Sigue
siendo el cuento, pese a la creencia común de que sea la novela, el territorio donde se
prueba de manera contundente la
calidad de un escritor. Como en
la poesía, la narración corta no afloja —esa es su condición–,
el nivel de exigencia que desde
Chejov, Kafka,
Joyce, Musil, Katherine
Mansfield a
Hemingway, Bashevis
Singer, Salinger, Yourcenar, Cheever, Carver,
Onnetti, Cortázar,
Borges, Lispector, Ribeyro,
Auster o
Bolaño, la
modernidad ha consagrado. En
Colombia los nuevos escritores vuelven
a repasar la lección de estos
maestros
y continúan abriendo su propio camino, desentrañando
a través de ellos su propia voz.
John
Agudelo García, joven poeta y narrador antioqueño, ha publicado el
año pasado un libro de cuentos cuyo título parece advertirnos de la
índole dramática oculta tras la máscara de la cotidianidad y
asuntos aparentemente ingenuos, como la infancia o la adolescencia:
No es tiempo de crecer, libro
que fue, en su
momento, proyecto ganador de la 2a. Convocatoria de Estímulos al
Talento creativo, en el área de literatura, cuento joven, del
Instituto de Cultura y Patrimonio de Antioquia en 2013 y que se editó
en el mismo año por La Carreta Ediciones.
Once
cuentos componen la obra que, como parece entonces, tienen como leit
motiv el asunto de la infancia, esa época mítica del ser
humano, padecida o soñada por muchos. No obstante, no es la infancia
como niñez idílica lo que en el fondo motiva en John Agudelo la
escritura de estos cuentos. Hay algo más inquietante que desde el
comienzo, entre líneas, va deslizándose tras la voz del narrador en
primera persona, la voz del muchacho que en tono de confidencia va
revelándonos sus sueños, sus temores, sus fantasías tanto como el
horror silencioso que cohabita con él esa realidad, ese territorio
indefinible entre el misterio y la ordinariez, la imaginación y la
tristeza. No es exactamente de esa niñez manida y falsa de la que
nos hablan estas historias. En ellas los chicos maduran rápidamente
a fuerza de costumbres y adulteces impuestas, a golpes de realismo
crudo y urgente que en cada gesto, cada pequeño juego o búsqueda,
cada manifestación de goce o de amor se introduce sin avisar, invade
el corazón, la mínima esperanza de felicidad con la que sueñan.
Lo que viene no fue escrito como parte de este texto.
PR #13477, opened 2026-05-08
BufferPrimitiveCollection: Support precomputed 'boundingVolume' constructor param

donmccurdy:
# Description

Adds a 'boundingVolume' constructor parameter to BufferPointCollection, BufferPolylineCollection, and BufferPolygonCollection. When specified, this parameter is used as a static, model-space bounding volume for the collection, and the collection will not attempt to auto-update the bounding volume when primitives are added or positions are changed, allowing greater user control of performance for large, dynamic collections. When unspecified, the collection continues to automatically compute and update the bounding volume.

## Issue number and link

- #13444

## Testing plan

Tested with large collections of animated points updated each frame. Sandcastle copied from https://github.com/CesiumGS/cesium/pull/13465, updating PRIMITIVE_COUNT to 500,000. On my machine, the sandcastle previously spent 6ms per frame updating the collection bounding volume, and that cost is fully eliminated by pre-computing and caching the bounding volume. The sandcastle remains a bit slow, but cutting 6ms here eliminates one source of the overhead.

Added unit tests to cover the new and old behaviors.

## Author checklist

## AI acknowledgment

#### PR Dependency Tree

* **PR #13477** 👈


danielzhong (commented):
Thanks!

1. In `BufferPrimitiveCollection.js`, line 449, `clone()` copies `_boundingVolume` but never updates `_boundingVolumeWC`
```
collection.boundingVolume.clone(result.boundingVolume);
// Porbably add this:
BoundingSphere.transform(result._boundingVolume, result._modelMatrix, result._boundingVolumeWC);
```

2. nit: When positions change on a static collection, `_makeDirtyBoundingVolume()` still sets `_dirtyBoundingVolume = true` each frame. I don't think there's any impact, but still worth to mentioning, should we silence it?
3. The new JSDoc says "users are responsible for updating bounding volume as needed", but if a user mutates collection.boundingVolume post construction, collection.boundingVolumeWC (used for culling) won't be updated automatically in static mode. Worth adding a note like:
`After updating, call BoundingSphere.transform(collection.boundingVolume, collection.modelMatrix, collection.boundingVolumeWC) to keep the world-space bounding volume in sync.`

Or we sync world space `BoundingSphere.transform(...)`  in static mode?

donmccurdy:
Hm, good points @danielzhong, thanks! Since this is still an experimental API, and we only actually need the world-space bounding volume for rendering, I think the simplest solution might be to consolidate the two .boundingVolume / .boundingVolumeWC properties into just one, such that .boundingVolume is now in world space. Then we don't need side effects to keep the two in sync. Updated!

> When positions change on a static collection, _makeDirtyBoundingVolume() still sets _dirtyBoundingVolume = true each frame...

I like that change – so we can just prevent setting the dirty flag when auto-updates are disabled, rather than ignoring the dirty flag. Done.

danielzhong (approved):

PR #71, opened 2023-11-10
make outgoing-body.finish fallible in case of a Content-Length mismatch

pchickey:
`outgoing-body.finish` now fails if the body's `outgoing-request` or `outgoing-response` was constructed with a Content-Length header, and the contents written to the body (via `write`) does not match the value given in the Content-Length.


lukewagner (approved):
Makes sense

PR #72, opened 2023-11-13
set wasi:http package version to 0.2.0-rc-2023-11-10

pchickey:
and dependencies for wasi:io, clocks, random, and cli are also set to 0.2.0-rc-2023-11-10.


elliottt (approved):
:tada:

PR #73, opened 2023-11-13
WIT typo

guybedford:
I believe this is a small typo.


pchickey:
I hit merge too fast, before CI got to run! I'll follow up to fix the markdown

PR #85, opened 2023-11-27
Drop `-ms` suffix for request options

### LINKED ISSUE #78: Are timeouts on request options specified in milliseconds or nanoseconds?
[Currently](https://github.com/WebAssembly/wasi-http/blob/2befff608aa362aef20d79888b993787acd2f010/wit/types.wit#L321-L342) methods on `request-options` all end in `*-ms` which seems to imply that the argument has a unit of milliseconds. The type taken, however, is a `duration` which specifies that it's in nanoseconds. My guess is that this is an artifact of refactoring that was forgotten, but what's the intention here?

alexcrichton:
This is a leftover artifact from recent refactorings but now that it's using a `duration` type which holds its value in nanoseconds the `-ms` suffix is no longer required.

Closes #78

### DIFF
--- a/proxy.md
+++ b/proxy.md
@@ -1079,73 +1079,73 @@ another component by e.g. <code>outgoing-handler.handle</code>.</p>
 <ul>
 <li><a name="constructor_request_options.0"></a> own&lt;<a href="#request_options"><a href="#request_options"><code>request-options</code></a></a>&gt;</li>
 </ul>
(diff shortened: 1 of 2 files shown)


ricochet (approved):

elliottt:
Could you also remove the references to `milliseconds` in the `request-options` resource docs?

PR #90, opened 2023-12-04
feat: introduce `outgoing-request.into-incoming-request`

### LINKED ISSUE #89: Allow guests to construct and asynchronously write to `incoming-request`
There are use cases where invoking `incoming-handler.handle` may be desirable from within the guest, for example a Wasm HTTP server application consisting of 2 components:

1. Component A - listening and accepting connections via `wasi:sockets`, parsing the HTTP header (and optionally handling decryption if TLS is used) and passing the plaintext HTTP further down to the next component for processing
2. Component B - processing plaintext HTTP (`wasi:http/incoming-handler` implementation)

Component A would be able to correctly handle the connection, but would not be able to invoke `wasi:http/incoming-handler.handle` on Component B, because it would have no means to construct `incoming-request` required to be passed to the implementation. Moreover, even if the host would provide custom functionality to construct `incoming-request`, the guest (unlike in `wasi:http/outgoing-handler.handle` case) would not be able to asynchronously write the HTTP body bytes (and future trailers), since `wasi:http/incoming-handler.handle` signature is synchronous and calling it would block the guest

So the suggestion here is two-fold:
1. Define a constructor for `incoming-request`, or perhaps a better option would be introducing a unidirectional morphism mapping `outgoing-request` to `incoming-request`, e.g. something like `into-incoming-request: static func(this: outgoing-request) -> incoming-request` method defined on `outgoing-request` resource 
2. ~Refactor `wasi:http/incoming-handler.handle` to return an asynchronous value, just like `wasi:http/outgoing-handler.handle`, which the caller can poll for.~ After taking a better look at the existing interface, this probably would not work or would not be desired. I suppose the "correct" solution here would be to define yet another "adapter" component, which would export `wasi:http/outgoing-handler.handle` and import `wasi:http/incoming-handler.handle` and would "convert" the outgoing request into an incoming one without modifying the body, such a solution would still depend on (1.), a solution to allow body streaming downstream is TBD for this case

Do note, that a simple solution to this problem would be simply not composing such an application from two components, but rather just have one component using `wasi:sockets` and handling HTTP directly without invoking `wasi:http/incoming-handler` - while true, this diminishes the value of this package, since the "component A" with the proposed structure could be a generic, reusable HTTP server component

rvolosatovs:
Closes #89 

I wish there was a nicer way to handle this, but I am not sure what it could look like at the moment.

This does not support body streaming in a single-threaded context, but at least it allows for invoking `incoming-handler.handle`

### DIFF
--- a/proxy.md
+++ b/proxy.md
@@ -1032,6 +1032,18 @@ another component by e.g. <code>outgoing-handler.handle</code>.</p>
 <ul>
 <li><a name="method_outgoing_request.headers.0"></a> own&lt;<a href="#headers"><a href="#headers"><code>headers</code></a></a>&gt;</li>
 </ul>
+<h4><a name="static_outgoing_request.into_incoming_request"><code>[static]outgoing-request.into-incoming-request: func</code></a></h4>
+<p>Takes ownership of <a href="#outgoing_request"><code>outgoing-request</code></a>, and returns an <a href="#incoming_request"><code>incoming-request</code></a>.
+This allows guests to invoke <code>incoming-handler.handle</code> on other components.
+This function will trap if the <a href="#headers"><code>headers</code></a> child is still alive.</p>
+<h5>Params</h5>
+<ul>
+<li><a name="static_outgoing_request.into_incoming_request.this"><code>this</code></a>: own&lt;<a href="#outgoing_request"><a href="#outgoing_request"><code>outgoing-request</code></a></a>&gt;</li>
+</ul>
+<h5>Return values</h5>
+<ul>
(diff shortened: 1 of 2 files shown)


pchickey:
This issue is complicated and I want to spend time figuring out what we can do to solve it, but I don't believe that we should make this addition to the spec before releasing Preview 2 (0.2.0). Since this is additive, it is potentially a candidate for including in 0.2.1, but right now I want to hold off - sound ok?

rvolosatovs:
we won't need this in 0.3, so closing for now

PR #91, opened 2023-12-04
Add `fields.has` 

### LINKED ISSUE #82: fields.get returning an option for not found
Currently `fields.get` returns an empty list for a header that has no entry.

It might be useful to explicitly make this an option?

Alternatively, a `fields.has` might be useful for these kinds of checks as well.

A length check on a list for existence just feels a bit unintuitive even though it's semantically correct.

elliottt:
It's not currently possible to test whether a `field-key` is present in a `fields`, as our return value of an empty list could mean either that the header was missing, or had no value. Add the `fields.has` method to give an unambiguous way to test for `field-key` presence in a `fields`.

Fixes #82

### DIFF
--- a/wit/types.wit
+++ b/wit/types.wit
@@ -169,10 +169,12 @@ interface types {
       entries: list<tuple<field-key,field-value>>
     ) -> result<fields, header-error>;
 
-    /// Get all of the values corresponding to a key. Returns a `none` value
-    /// when the key isn't present, to distinguish from the case where it's
-    /// present but empty.
-    get: func(name: field-key) -> option<list<field-value>>;
+    /// Get all of the values corresponding to a key.
+    get: func(name: field-key) -> list<field-value>;
+
+    /// Returns `true` when the key is present in this `fields`. If the key is
+    /// syntactically invalid, `false` is returned.
+    has: func(name: field-key) -> bool;
 
     /// Set all of the values for a key. Clears any existing values for that
     /// key, if they have been set.
--- a/wit/types.wit
+++ b/wit/types.wit
@@ -169,7 +169,10 @@ interface types {
       entries: list<tuple<field-key,field-value>>
     ) -> result<fields, header-error>;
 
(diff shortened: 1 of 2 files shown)


lukewagner (approved):

elliottt:
After some discussion, I think the right change here is instead to add the `fields.has` function that @guybedford mentioned in #82. This addresses the immediate concern of being able to test if a header is present in the `fields`, and requires no other spec changes.

guybedford:
Could we implement both changes?

pchickey (approved):
+1 to adding `fields.has`. I appreciate that we are able to avoid changing the types on any other fields methods by using `""` to represent the empty value.

elliottt:
> Could we implement both changes?

I think that since we're using `""` to mean present-but-empty, this would mean that a return value of `[]` indicates that the key is missing. I've updated the docs on `fields.get` to indicate that `[""]` is present-but-empty, and `[]` is missing.

wit/types.wit
```diff
@@ -169,9 +169,16 @@ interface types {
       entries: list<tuple<field-key,field-value>>
     ) -> result<fields, header-error>;
 
-    /// Get all of the values corresponding to a key.
+    /// Get all of the values corresponding to a key. If the key is not present
+    /// in this `fields`, an empty list is returned. However, if the key is
+    /// present but empty, this is represented by a list with one more more
```
pchickey, line 174:
```suggestion
    /// present but empty, this is represented by a list with one or more
```

pchickey (approved):

guybedford:
This sounds reasonable in equating the empty string with an empty header value. This then makes it easy to set an empty header and compose it the other functions as @pchickey mentions in https://github.com/WebAssembly/wasi-http/pull/91#issuecomment-1839454029. In the WhatWG implementation `var h = new Headers({ a: '' }); h.append('A', ''); h.get('a');` returns `" , "`, which seems highly unnecessary so I do prefer this approach for consistency.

De
eso en esencia nos hablan estos textos. Eso que oscuramente crece hoy
dentro del corazón de ciertos muchachos y los apura, los lanza a la
vida sin concesiones, sin mediaciones, sin ternuras gratuitas. Eso
que explica de alguna manera también el origen de nuestras violencias.
Claro que es el ambiente del barrio, la casa, la calle de todos los días el escenario, el mismo en el que hemos vivido y crecido a nuestra vez quizá en un tiempo menos difícil. Allí se sitúan estas pequeñas historias que un lector desprevenido juzgaría un tanto simples, tal vez anecdóticas. Pero no. Como en los buenos poemas, la ausencia de énfasis, de dramatismos vacíos, y la voz casi tranquila, coloquial con la que va diciéndose hasta lo más cruel, lo más terrible, es lo que acaba conmoviéndonos profundamente.
Desde
el comienzo hasta el final de estas páginas, la muerte es
una presencia tutelar, junto al despertar de la conciencia, del
erotismo y aun junto a la propia alegría de vivir que desde
luego también hace parte de ellas, en el juego, en el asombro, la
soledad contemplativa, en el sueño que acompaña las horas de esa
edad indefinible. Pero es esa
presencia a veces velada o explícita de la muerte la
que tensiona de algún modo los hilos de la narración, aunque por
momentos, la destreza del autor para involucrarnos
secretamente en un ámbito de extraña serenidad,
logre equilibrar la dureza con el tono ingenuo del narrador. Los
sueños adolescentes, las fantasías eróticas respiran muy cerca de
la pesadilla en este libro donde el
juego más inocente vira de golpe hacia el vacío,
la sombra, la violencia
directa y sin
ambages que después se
reabsorbe en ese estado de
indiferencia aprendida que denominamos “normalidad”. El cuento
“Parqués” trae, por ejemplo, este pasaje revelador:
“De
todas formas él quiere cerciorarse. Me pide que lo acompañe pero
me niego. No es necesario, ya he visto muchos muertos. Antes sí me
daba un poco de curiosidad. Y al acercarme, miedo. Pero ya no siento
nada. Ya me parece tan normal como comerme un ficho del parqués, y
meterlo en la cárcel, aunque esté a punto de llegar”. —Parqués.
Pág. 22.
O en "El cuerpo de mi hermanito", este otro:
“El
señor de la emisora dijo que había cadáveres regados por las
calles. Y se atrevió a decir, para él, quiénes
eran los culpables. Luego puso a hablar a un reportero que empezó a
leer listas de desaparecidos. Y mi hermanito no estaba en las listas.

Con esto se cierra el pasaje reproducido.